- Work to complete: Set down word for word the lines that begin the entries and run through the line containing "Add two ACME tests w/ choices". Give nothing further.
╭─ Data provided
PR #18, opened 2025-07-15
Custom tests for different style logins

scoutcallens:
Adds to the existing ACME Corp server several new login type tests based on real world scenarios. These are so we can accurately test our auth orchestrator's ability to follow different kinds of yamls pertaining to login scenarios that occur in the wild.

There are 12 new ACME-based tests in this PR, with more complicated ones on the way. These are simply ported over from an existing private repository where these have existed in the past. They will run on every PR to ensure changes do not affect our ability to successfully complete these login types.

Next step will be to port over the more complicated tests.

To run them, ensure both the API and ACME servers are running, then run `uv run pytest -n 7 -m "api" tests/api/test_auth_api.py`

To run an individual test simply add `-k "acme-email-then-otp" -v` to the previous command.

### DIFF
--- a/.github/workflows/api-auth-tests.yml
+++ b/.github/workflows/api-auth-tests.yml
@@ -45,7 +45,7 @@ jobs:
         timeout-minutes: 3
 
       - name: Run the API authentication tests
-        run: uv run pytest -n 2 -m "api" tests/api/test_auth_api.py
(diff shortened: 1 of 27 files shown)


ariya (approved):
Ship it 🚀

PR #22, opened 2025-07-21
Add two ACME tests w/ choices

scoutcallens:
Did some cleanup of the current ACME test structure as well as added in logic for two new tests that require choices on the part of the user (simulated here as a test).

One of the new tests allow for an email to be entered, at which point the user can either enter the password directly or login, OR choose OTP by clicking on a button, where they'll then have to enter the OTP and click log-in.

The other new test is the exact same but in reverse, so the user can enter OTP right away or select password and be redirected. 

This tests flows similar to Nike's, where it is unknown which method they will present first, but they always give the option for the other if the user wants it.


scoutcallens:
> Are there outdated tests/sets in `webui-auth-tests` again?

Shouldn't be

PR #29, opened 2025-07-28
feat: getgather MCP

faisalive:
Adds support for MCP (with HTTP Transport) to the existing codebase, allowing interaction with tools via the MCP Client.


ariya (approved):
Let's ship this 🚀

PR #53, opened 2025-08-06
use rich logger handler for better log format

bin-ario:


ariya:
@bin-ario why is there a lot of conflicts here?

ariya (approved):
LGTM

PR #59, opened 2025-08-07
Simplify host link and mcp session

bin-ario:
Rename `link` `session` to just `link` so it's not confused with browser session, http session or mcp session

Remove the use the mcp session_id since we can use link_id to keep track of auth

Replace mcp `SessionManager` with `BrandConnectionStore`, since we don't need to store connections per session, instead, we can just track all connected brands plainly (we will need to deal with expired or failed auth later)

Finally, simplify `BrowserProfile`, since it doesn't need to be lazily initialized anymore

Verify with unit tests and manual tests with Claude Desktop


getgather/mcp/main.py
```diff
@@ -5,45 +5,42 @@
...
+            return await call_next(context)
+
+        brand_id = BrandIdEnum(context.message.name.split("_")[0])
+        if BrandConnectionStore.is_brand_connected(brand_id):
+            return await call_next(context)
+
+        browser_profile_id = BrandConnectionStore.get_browser_profile_id(brand_id)
+        if not browser_profile_id:
+            browser_profile = BrowserProfile.create()
+            BrandConnectionStore.init_brand_state(brand_id, browser_profile.id)
```
faisalive, line 36: curious why do we need  different browser profile for each brand? Will there be a problem if we use same browser profile for all brands?

bin-ario: We originally designed this to isolate each user-brand pair. It seems easy to restore the connection. We can definitely revisit the decision at some point

PR #60, opened 2025-08-07
[draft] chore: boilerplates

broerjuang:
- [x] add shadcn + taiwindcss
- [x] add boilerplates to host different portal screens
- [ ]


broerjuang:
I’ll close this one since it’s based on feat/fe, which keeps changing with feedback. The other one uses main as the base, so it’s way easier to work with.

PR #63, opened 2025-08-07
MCP Documentation

scoutcallens:
Document the current tools available via MCP in a separate .md file on github. Added a link to the Getgather home page that redirects to said file.

### DIFF
--- a/getgather/mcp/tools.md
+++ b/getgather/mcp/tools.md
@@ -1,6 +1,8 @@
 # MCP Tools
 
-## A list of MCP tools available through the unified GetGather MCP Server
+## A sample list of MCP tools available through the unified GetGather MCP Server
+
+This list is non-exhaustive and only includes a sampling of the full set of MCP tools available on the server.
 
 ## Brand Specific Tools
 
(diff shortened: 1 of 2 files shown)


getgather/mcp/tools.md
```diff
@@ -0,0 +1,56 @@
...
+1. **Modular organization**: Each brand's functionality is in its own MCP server
+2. **Avoid naming conflicts**: Multiple brands might have similar tool names like get_orders
+3. **Clear namespacing**: You know which brand a tool belongs to by its prefix
+4. **Authentication context**: The middleware can extract the brand from the tool name by splitting the tool call.
+
+### Authentication Note
+
+Tools that require authentication will trigger the authentication process automatically through the MCP client if the user is not already authenticated for that brand.
+
+Here is a list of current brand specific tools:
```
ariya, line 28: Maintaining this list with the actual code will be hard. Perhaps just mention that this is the sample/preview of the tools and are not intended to be an exhaustive/complete list?

scoutcallens: Maybe later I can look into some sort of automated way to keep the list up to date with our MCP tools directory. It would be nice to always have a documented source of what's available. Although somewhat less important to know what goes into each tool since the protocol takes care of that by definition.

ariya (approved):

PR #200, opened 2025-09-04
Refactor the distillation by moving functions to the shared logic

ariya:
This is important for the upcoming distillation-based MCP tools.

To verify, as usual just run it with the example, e.g.:

```
./getgather.py run https://goodreads.com/review
```

and then supply the credentials until the loop terminates with the HTML version of the bookshelf.

### DIFF
--- a/getgather.py
+++ b/getgather.py
@@ -6,146 +6,25 @@ import os
 import sys
 import urllib.parse
 from glob import glob
-from typing import cast
-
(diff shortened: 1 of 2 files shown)


broerjuang:
Screenshot 2025-09-04 at 09 29 54

try it and it works great.

broerjuang (approved):

PR #203, opened 2025-09-04
disable more features in multi-user mode

bin-ario:
disable activities, inspector, and replay in multi-user mode


ariya (approved):

ariya:
I don't have any strong preference one way or another, but if the MCP inspector is only usable in the single-user mode, we may just let people use the stand-alone/external inspector and take out the built-in inspector at some point.

PR #215, opened 2025-09-05
use fastmcp pypi

bin-ario:
use the new release 2.12.2

### DIFF
--- a/getgather/mcp/auth.py
+++ b/getgather/mcp/auth.py
@@ -68,7 +68,7 @@ def setup_mcp_auth(app: FastAPI, mcp_routes: list[str]):
     auth_middleware = [
         Middleware(
             RequireAuthMiddlewareCustom,  # verify auth for MCP routes
-            getattr(github_auth_provider, "required_scopes", None) or [],
+            github_auth_provider.required_scopes,
         ),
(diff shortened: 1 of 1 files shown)


getgather/mcp/auth.py
```diff
@@ -69,7 +69,6 @@ def setup_mcp_auth(app: FastAPI, mcp_routes: list[str]):
         Middleware(
             RequireAuthMiddlewareCustom,  # verify auth for MCP routes
             getattr(github_auth_provider, "required_scopes", None) or [],
-            github_auth_provider.get_resource_metadata_url(),
```
bin-ario, line 72: `get_resource_metadata_url` no long exists and we don't seem to need it

getgather/mcp/auth.py
```diff
@@ -68,8 +68,7 @@ def setup_mcp_auth(app: FastAPI, mcp_routes: list[str]):
     auth_middleware = [
         Middleware(
             RequireAuthMiddlewareCustom,  # verify auth for MCP routes
-            getattr(github_auth_provider, "required_scopes", None) or [],
-            github_auth_provider.get_resource_metadata_url(),
```
bin-ario, line 72: get_resource_metadata_url no long exists and we don't seem to need it

PR #230, opened 2025-09-08
Change "auth" to "signin" for brand yamls

scoutcallens:
All the brand yamls (product and tests) have "auth" as the delineator for the flow state machine during sign in to the various brand websites. This PR changes that to be "signin" instead.


ariya (approved):

broerjuang (approved):
🚢 it

PR #231, opened 2025-09-09
add mcp client test nytimes

faisalive:
add test to make sure distill function (with JSON parse) work properly

### DIFF
--- a/tests/mcp/test_nytimes.py
+++ b/tests/mcp/test_nytimes.py
@@ -1,4 +1,4 @@
-"""Tests for BBC Tools: login, get_bookmarks."""
+"""Tests for NYTimes Tools: get_bestsellers_list."""
 
 import json
 import os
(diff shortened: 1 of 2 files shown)


broerjuang (approved):
nice

tests/mcp/test_nytimes.py
```diff
@@ -0,0 +1,26 @@
+"""Tests for BBC Tools: login, get_bookmarks."""
+
+import json
+import os
+
+import pytest
+from fastmcp import Client
+from mcp.types import TextContent
+
+config = {"mcpServers": {"getgather": {"url": f"{os.environ.get('HOST')}/mcp"}}}
```
ariya, line 10: what happens if `HOST` not defined? should there be a fallback default (useful for CI run)?

faisalive: sure, added default value for host

Issue #217, opened 2025-09-07
Replace extraction with distillation but reuse the browser profile


yuxicreate:

ariya:
From the current specs, here is the list of classic parsing schema, suitable to target for the migration:

```
$ git grep 'parse:'
amazon/specs.yml:parse:
amazonca/specs.yml:parse:
astro/specs.yml:parse:
audible/specs.yml:parse:
doordash/specs.yml:parse:
ebird/specs.yml:parse:
goodreads/specs.yml:parse:
hardcover/specs.yml:parse:
ikea/specs.yml:parse:
kindle/specs.yml:parse:
lenspure/specs.yml:parse:
linkedin/specs.yml:parse:
nike/specs.yml:parse:
officedepot/specs.yml:parse:
sephora/specs.yml:parse:
thriftbooks/specs.yml:parse:
tokopedia/specs.yml:parse:
ubereats/specs.yml:parse:
zillow/specs.yml:parse:
```

ariya:
Whenever possible, if the extraction/parsing is moved to use distillation, the remove the `extract` and `parse` in the corresponding spec file, to mark the migration.

/cc @faisalive @broerjuang

faisalive:
Other brand can check here: https://github.com/mcp-getgather/middleman/issues/23

PR #232, opened 2025-09-09
feat: replace extraction with distillation but reuse the browser profile

broerjuang:
#217

Reusing the browser profile and using distillation to extract and parse data.

https://github.com/user-attachments/assets/1bbb13e7-eff4-4337-90ea-7bd60c1ddd95

For a separate PR, I think we should:
- Make pattern optional, so we only need to supply the target URL path for extraction

```py
run_distillation_loop(target_url)
```


getgather/distill.py
```diff
@@ -297,14 +298,24 @@ async def distill(hostname: str | None, page: Page, patterns: list[Pattern]) ->
         return match
 
 
-async def run_distillation_loop(location: str, patterns: list[Pattern], fields: list[str] = []):
+async def run_distillation_loop(
+    location: str,
+    patterns: list[Pattern],
+    fields: list[str] = [],
+    browser_profile: BrowserProfile | None = None,
```
broerjuang, line 305: adding optional browser profile

faisalive (approved):

getgather/distill.py
```diff
@@ -297,14 +298,24 @@ async def distill(hostname: str | None, page: Page, patterns: list[Pattern]) ->
...
         raise ValueError("No distillation patterns provided")
 
     hostname = urllib.parse.urlparse(location).hostname or ""
 
-    profile = BrowserProfile()
+    # Use provided profile, or try to get from MCP context, or create new one
+    if browser_profile:
+        profile = browser_profile
+    else:
+        profile = get_mcp_browser_profile() or BrowserProfile()
```
ariya, line 317: `get_mcp_browser_profile` should be invoked by the caller (e.g. `get_book_list()`) since this distillation loop is at the layer where it does not really know about MCP.

getgather/mcp/brand/goodreads.py
```diff
@@ -15,7 +16,12 @@
 @goodreads_mcp.tool(tags={"private"})
 async def get_book_list() -> dict[str, Any]:
     """Get the book list from a user's Goodreads account."""
-    return await extract()
+
+    path = os.path.join(os.path.dirname(os.path.dirname(__file__)), "patterns", "**/*.html")
+    patterns = load_distillation_patterns(path)
+
+    books = await run_distillation_loop("https://www.goodreads.com/review/list", patterns)
```
ariya, line 23: Obtain the `browser_profile` first. If it's empty or default, throw an exception since for now the distillation-based tool can only reuse a "warm" browser profile.

getgather/mcp/brand/goodreads.py
```diff
@@ -17,10 +18,12 @@
 async def get_book_list() -> dict[str, Any]:
     """Get the book list from a user's Goodreads account."""
 
+    browser_profile = get_mcp_browser_profile()
```
broerjuang, line 21: this will throw if no profile is found

getgather/mcp/brand/goodreads.py
broerjuang: updated it on [006e3f6](https://github.com/mcp-getgather/mcp-getgather/pull/232/commits/006e3f626b8ccbd47d7a3aa1bea2c35b1bde3cc1)

getgather/distill.py
```diff
@@ -297,14 +297,21 @@ async def distill(hostname: str | None, page: Page, patterns: list[Pattern]) ->
...
+    browser_profile: BrowserProfile | None = None,
+):
     if len(patterns) == 0:
         logger.error("No distillation patterns provided")
         raise ValueError("No distillation patterns provided")
 
     hostname = urllib.parse.urlparse(location).hostname or ""
 
-    profile = BrowserProfile()
+    # Use provided profile or create new one
```
ariya, line 312: Nitpick: this kind of comment is redundant.

PR #234, opened 2025-09-09
chore: cleanup

broerjuang:
# Standardize Dev Workflow and Add Pre-Push Hooks

This PR cleans up our development scripts and adds some nice dev workflow.

### Package.json Scripts
Reorganized all the npm scripts to use a consistent frontend/backend naming pattern:
- frontend:lint, frontend:check:format, frontend:format
- backend:check:format, backend:format, backend:check:types  
- yaml:check:format
- check:all (runs everything)

Also made some performance improvements:
- Replaced nodemon with chokidar-cli for faster file watching
- Added a conditional predev script that only builds when needed. On the first run, the frontend requires the __assets folder to exist, otherwise the server will throw an error.

### Pre-Push Hooks with Husky
Added automatic code quality checks before pushing:
- Runs the same checks as our CI pipeline locally
- Catches formatting/linting issues before they hit the remote
- Shows helpful error messages with fix commands
- Blocks push if issues are found

### GitHub Actions Updates
Updated the static-analysis.yml workflow to match the new script names:
- Renamed jobs for clarity (python-coding-style -> backend-format, etc)
- Added proper step names instead of bare run commands
- Everything still works the same, just cleaner

## Why These Changes

The old setup had inconsistent naming and no local quality checks. Now developers get:
- Faster development cycles (conditional builds, better file watching)
- Consistent script naming that matches our frontend/backend split
- Quality checks that run locally before push (saves CI time and prevents broken builds)
- Better error messages when things go wrong

## Testing

All the new scripts work and the pre-push hook successfully blocks bad code. The CI pipeline runs the same checks so there's no drift between local and remote validation.

Developers just need to run npm install after this merges to get the git hooks set up automatically.

### DIFF
--- a/package.json
+++ b/package.json
@@ -19,9 +19,9 @@
     "frontend:lint": "eslint .",
     "backend:check:format": "uv run ruff check && uv run ruff format --check",
     "backend:format": "uv run ruff format && uv run ruff check --fix",
-    "backend:check:types": "uv run pyright .",
+    "backend:check:type-safety": "uv run pyright .",
     "yaml:check:format": "uv run yamlfix --check $(find . -type f -name '*.yml' -o -name '*.yaml' | grep -v -E '\\.venv/|node_modules/')",
-    "check:all": "npm run frontend:lint && npm run frontend:check:format && npm run backend:check:format && npm run backend:check:types && npm run yaml:check:format",
+    "check:all": "npm run frontend:lint && npm run frontend:check:format && npm run backend:check:format && npm run backend:check:type-safety && npm run yaml:check:format",
     "generate:schema": "wait-on tcp:23456 && openapi-typescript http://localhost:23456/api/openapi.json -o frontend/__generated__/api.d.ts",
     "watch:schema:api": "chokidar \"getgather/**/*.py\" -c \"npm run generate:schema\"",
     "prepare": "husky"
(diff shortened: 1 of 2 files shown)


package.json
```diff
@@ -7,17 +7,24 @@
...
-    "check-format": "prettier --check \"**/*.{html,js,jsx,ts,tsx,css,json,md}\"",
-    "format": "prettier --write \"**/*.{html,js,jsx,ts,tsx,css,json,md}\"",
-    "schema:api": "wait-on tcp:23456 && openapi-typescript http://localhost:23456/api/openapi.json -o frontend/__generated__/api.d.ts",
-    "watch:schema:api": "nodemon --watch getgather -e py --exec \"npm run schema:api\""
+    "frontend:check:format": "prettier --check \"**/*.{html,js,jsx,ts,tsx,css,json,md}\"",
+    "frontend:format": "prettier --write \"**/*.{html,js,jsx,ts,tsx,css,json,md}\"",
+    "frontend:lint": "eslint .",
+    "backend:check:format": "uv run ruff check && uv run ruff format --check",
+    "backend:format": "uv run ruff format && uv run ruff check --fix",
+    "backend:check:types": "uv run pyright .",
```
ariya, line 22: Somehow `check-types` does not convey the same meaning as `typecheck`, in the language compilation sense.
Proposal: call this `backend:check:type-safety` instead.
╰─
- Response box:
PR #18, opened 2025-07-15
Custom tests for different style logins

scoutcallens:
Adds to the existing ACME Corp server several new login type tests based on real world scenarios. These are so we can accurately test our auth orchestrator's ability to follow different kinds of yamls pertaining to login scenarios that occur in the wild.

There are 12 new ACME-based tests in this PR, with more complicated ones on the way. These are simply ported over from an existing private repository where these have existed in the past. They will run on every PR to ensure changes do not affect our ability to successfully complete these login types.

Next step will be to port over the more complicated tests.

To run them, ensure both the API and ACME servers are running, then run `uv run pytest -n 7 -m "api" tests/api/test_auth_api.py`

To run an individual test simply add `-k "acme-email-then-otp" -v` to the previous command.

### DIFF
--- a/.github/workflows/api-auth-tests.yml
+++ b/.github/workflows/api-auth-tests.yml
@@ -45,7 +45,7 @@ jobs:
         timeout-minutes: 3
 
       - name: Run the API authentication tests
-        run: uv run pytest -n 2 -m "api" tests/api/test_auth_api.py
(diff shortened: 1 of 27 files shown)


ariya (approved):
Ship it 🚀

PR #22, opened 2025-07-21
Add two ACME tests w/ choices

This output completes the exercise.